Task directions — Scan the records below. Report the number of lines containing the word "should", and nothing more.

Given data —

PR #349, opened 2016-05-25
Feature/perimeter

vissarion:
Perimeter tests for cartesian, spherical and geographic coordinate systems.

### DIFF
--- a/test/algorithms/perimeter/perimeter_geo.cpp
+++ b/test/algorithms/perimeter/perimeter_geo.cpp
@@ -9,7 +9,7 @@
 // http://www.boost.org/LICENSE_1_0.txt)
 
 #include <algorithms/test_perimeter.hpp>
-#include <algorithms/perimeter/polygon_cases.hpp>
+#include <algorithms/perimeter/perimeter_polygon_cases.hpp>
 
 #include <boost/geometry/geometries/geometries.hpp>
 #include <boost/geometry/geometries/point_xy.hpp>
@@ -21,7 +21,7 @@ struct geo_strategies
     // point radius type
     typedef typename bg::promote_floating_point
     <
-    typename bg::coordinate_type<P>::type
+        typename bg::coordinate_type<P>::type
     >::type rtype;
 
     typedef bg::srs::spheroid<rtype> stype;
@@ -33,7 +33,7 @@ struct geo_strategies
 template <typename P>
 void test_default() //this should use andoyer strategy
 {
-    for(std::size_t i = 0; i < Poly_data_geo.size(); ++i)
+    for (std::size_t i = 0; i < Poly_data_geo.size(); ++i)
     {
         test_geometry<bg::model::polygon<P> >(Poly_data_geo[i],
                                               1116814.237 + 1116152.605);
@@ -52,7 +52,7 @@ void test_default() //this should use andoyer strategy
 template <typename P, typename N, typename Strategy>
 void test_with_strategy(N exp_length, Strategy strategy)
 {
-    for(std::size_t i = 0; i < Poly_data_geo.size(); ++i)
+    for (std::size_t i = 0; i < Poly_data_geo.size(); ++i)
     {
         test_geometry<bg::model::polygon<P> >(Poly_data_geo[i],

Written response — 2